September 2, 2009: Double shadow transit on Jupiter and more

Steve Gottlieb

Around 10:30 when I started observing in my driving in Albany there was a rare situation (only a few times a century) where all 4 Galilean moons were either transiting, in shadow, or being occulted -- so the result was no moons were visible off the disc of Jupiter! Callisto was invisible as it was being eclipsed by Jupiter's shadow, while Io was occulted (behind) by Jupiter. Finally, Europa and Ganymede were transiting Jupiter.

At midnight, Europa had finished transiting and was visible off the west side and Io had reemerged from Jupiter's shadow and was visible to the east of Jupiter.

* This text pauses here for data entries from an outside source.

PR #15410, opened 2022-03-16
[completion] Fix readme markup.

pataquets:
Just found an error while reading the docs. A rogue `==` was breaking the markup.


lebensterben:
thanks

Issue #15089, opened 2021-10-10
Magit rebase todo keybinding not working from normal mode


muhifauzan:
#### Description :octocat:
`git-rebase-todo` default keybinding not working

#### Reproduction guide :beetle:
- Start Emacs
- Change directory to working project
- `SPC g s`
- `l l`
- Choose commit to rebase
- `r i`

*Observed behaviour:* :eyes: :broken_heart:
Usual `git-rebase-todo` buffer keybinding not working from `normal` mode. For example, picking commit, dropping commit, moving commit, etc. The keybinding somehow triggered from `insert` mode instead thus breaking the `insert` mode because the key input was treated as commands instead of regular input.

*Expected behaviour:* :heart: :smile:
Usual `git-rebase-todo` buffer keybinding working from `normal` mode.

#### System Info :computer:
- OS: gnu/linux
- Emacs: 27.2
- Spacemacs: 0.300.0
- Spacemacs branch: develop (rev. 63056ecb5)
- Graphic display: t
- Distribution: spacemacs
- Editing style: vim
- Completion: helm
- Layers:
```elisp
(auto-completion emacs-lisp git helm lsp markdown multiple-cursors spell-checking syntax-checking version-control treemacs)
```
- System configuration features: XPM JPEG TIFF GIF PNG RSVG CAIRO SOUND GPM DBUS GSETTINGS GLIB NOTIFY INOTIFY ACL GNUTLS LIBXML2 FREETYPE HARFBUZZ M17N_FLT LIBOTF ZLIB TOOLKIT_SCROLL_BARS GTK3 X11 XDBE XIM MODULES THREADS LIBSYSTEMD JSON PDUMPER LCMS2 GMP

#### Backtrace :paw_prints:
```
```

arifer612:
I'm also facing the same problem but seeing how there hasn't been a commit editing any of this functionality on Spacemacs, it's probably an issue that arose somewhere upstream.

lebensterben:
Similarly, if you've both `git` and `helm` layers enabled,
`helm-ls-git-rebase-*` commands are defined here:
https://github.com/emacs-helm/helm-ls-git/blob/ae2202fbbbe11873ad4b393a6959da50ac250c1e/helm-ls-git.el#L1574-L1581

So for example, `(helpful-function 'helm-ls-git-rebase-pick)` shows:
>Key Bindings
helm-ls-git-rebase-todo-mode-map p

lebensterben:
Try
[...]

PR #15411, opened 2022-03-16
[helm] fix typo in helm-ls-git requires

dankessler:
helm-ls-git is specified as a package belonging to the helm layer, but it's
declared with the (non-existent) keyword :require, which should likely be
:requires. Changing it to :requires means that helm-ls-git will be installed
only if the git *package* is installed. It seems possible the original author's
intent was to install helm-ls-git only if the git *layer* was installed, but
it's hard to know for sure. As far as I know, no current spacemacs layers
install the git package, so fixing this typo will effectively remove helm-ls-git
except for cases where the git package is somehow installed (either explicitly
by the user, or through a private layer, etc).

As of writing, helm-ls-git is currently interfering with some git-rebase
keymaps (see #15089 for discussion), so fixing this typo *should* fix those
issues for most users, although it'll fix it essentially by nerfing helm-ls-git.

### DIFF
--- a/layers/+completion/helm/packages.el
+++ b/layers/+completion/helm/packages.el
@@ -30,7 +30,7 @@
         helm-ag
         helm-descbinds
         helm-flx
-        (helm-ls-git :require git)
+        (helm-ls-git :toggle (configuration-layer/layer-used-p 'git))
         helm-make
         helm-mode-manager
         helm-org


lebensterben:
I believe actually the intention is to install it when `git` layer is in used.

So

(helm-ls-git :toggle (configuration-layer/layer-used-p 'git))

is likely to be the correct one.

dankessler:
I agree that was likely the intention but had forgotten about `:toggle`; I'll amend the PR accordingly (in which case it will no longer really affect #15089)

lebensterben:
@dankessler 
If it's working correctly I will merge it. (I assume it is but I cannot test it now)

dankessler:
Yup, with this edit in place, I tried commenting out my `git` layer, and `helm-ls-git` was removed (along with lots of other things, and `SPC h d P helm-ls-git` correctly reports that it is disabled by toggle), and then re-enabling my `git` layer brought `helm-ls-git` back

PR #15413, opened 2022-03-17
Fix variable name in layers/+os/nixos/README

avdv:
I simply copied the setting form the README to my config and wondered why nothing would happen... :-)


lebensterben:
Thanks.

Both Ganymede and its shadow were both easily visible on Jupiter and Europa's shadow was clearly seen on the west side of Jupiter.

Ganymede's shadow was relatively large (only a couple of arc seconds), very dark and crisply defined. Ganymede's 1.8" disc was slightly smaller, lighter color with a less defined edge. Europa's shadow was close west of Ganymede's disc and appeared as a very small, dark spot. So, you could easily view three tiny discs on Jupiter simultaneously.

It's possible (though fairly rare) to see a triple shadow transit. The last one occurred on March 27, 2004 and the next one is October 12, 2013. The 2004 event included Callisto, Ganymede and Io. All three shadows were easily visible for an entire half hour starting around 11:30 as well as the disc of Callisto! Seeing was fairly good that night and not only were the shadows of the discs cleanly resolved, they could be individually distinguished in size. Europa was being occulted by Jupiter, so during the event there was an odd situation of only one moon off of Jupiter.